PR #86, opened 2022-10-18
updates subscribe method

Nathan-Notifi:
https://user-images.githubusercontent.com/105258726/196400654-e848c436-eaf8-445c-9572-8230815c85bb.mov

### DIFF
--- a/packages/notifi-react-card/lib/context/NotifiSubscriptionContext.tsx
+++ b/packages/notifi-react-card/lib/context/NotifiSubscriptionContext.tsx
@@ -1,19 +1,9 @@
 import type { Alert } from '@notifi-network/notifi-core';
 import { PropsWithChildren } from 'react';
-import React, {
-  createContext,
-  useCallback,
-  useContext,
-  useRef,
-  useState,
-} from 'react';
+import React, { createContext, useContext, useState } from 'react';
 
-import {
-  EventTypeConfig,
-  FetchedCardView,
-  useFetchedCardState,
-} from '../hooks';
-import type { AlertConfiguration } from '../utils';
+import { FetchedCardView, useFetchedCardState } from '../hooks';
+
 import { NotifiParams } from './NotifiContext';
 
 export type NotifiSubscriptionData = Readonly<{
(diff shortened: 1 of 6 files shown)


packages/notifi-react-card/lib/hooks/useNotifiSubscribe.ts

* * *

— Your assignment —
What is needed is each line of the entries that contains the word "import".

— Result —
 import type { Alert } from '@notifi-network/notifi-core';
 import { PropsWithChildren } from 'react';
-import React, {
+import React, { createContext, useContext, useState } from 'react';
-import {
-import type { AlertConfiguration } from '../utils';
+import { FetchedCardView, useFetchedCardState } from '../hooks';
 import { NotifiParams } from './NotifiContext';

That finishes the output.